BEGIN Data provided

PR #308, opened 2021-12-15
Add jar patcher command to log4shell cli

breadchris:
The jar patcher will attempt to remove the JNDILookup class from log4j dependencies that have been discovered.

Read more about this approach here: https://www.lunasec.io/docs/blog/log4j-zero-day-mitigation-guide/#option-3-jndi-patch

We can possibly use this tool to perform the fix as well: https://github.com/nccgroup/log4j-jndi-be-gone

END Data provided

Each line above where the word "patcher" occurs should be returned in full.

Add jar patcher command to log4shell cli
The jar patcher will attempt to remove the JNDILookup class from log4j dependencies that have been discovered.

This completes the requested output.